◆ What is needed:
Look through the records below and copy each line that includes the word "opened".

◆ Data supplied:
PR #2202, opened 2022-09-06
Improve typing for `RadioGroup` value

mickaelzhang:
## What does this do?

Improved typing for the prop `value`, it should now infer what is the correct type and can be more precise than `string` when possible. The type of `value` is shared and used for both the prop `value` and `onChange`

- When the type is only `string`
Screenshot 2022-09-06 at 11 33 13

- Using `boolean` as value
Screenshot 2022-09-06 at 11 32 45

- Having a subset of `string`
Screenshot 2022-09-06 at 11 33 32

### DIFF
--- a/src/RadioGroup/RadioElement.tsx
+++ b/src/RadioGroup/RadioElement.tsx
@@ -1,4 +1,4 @@
-import React, { FC } from 'react'
+import React from 'react'
 import styled from 'styled-components'
 
 import { theme } from '../theme'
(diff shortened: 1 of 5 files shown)


src/RadioGroup/RadioElement.tsx
```diff
@@ -7,32 +7,33 @@ import { visuallyHidden } from '../utils/visuallyHidden'
...
-  value: string
+  value: Value
   checked: boolean
-  onChange: (value: string) => void
+  onChange: (value: Value) => void
   isError: boolean
 } & MarginProps
 
-export const RadioElement: FC<RadioElementProps> = ({
+export const RadioElement = <Value extends BaseValueType>({
```
mickaelzhang, line 21: We can't use `FC` when using generic

fleonard (approved):

PR #2224, opened 2022-09-12
SearchInput cleanup

mickaelzhang:
## What does this do?

No behaviour change, just cleaning up `SearchInput` so that I can make it work when I'll add the `value` prop in my following PR


fleonard (approved):
Nice cleanup!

◆ Answer section:
PR #2202, opened 2022-09-06
PR #2224, opened 2022-09-12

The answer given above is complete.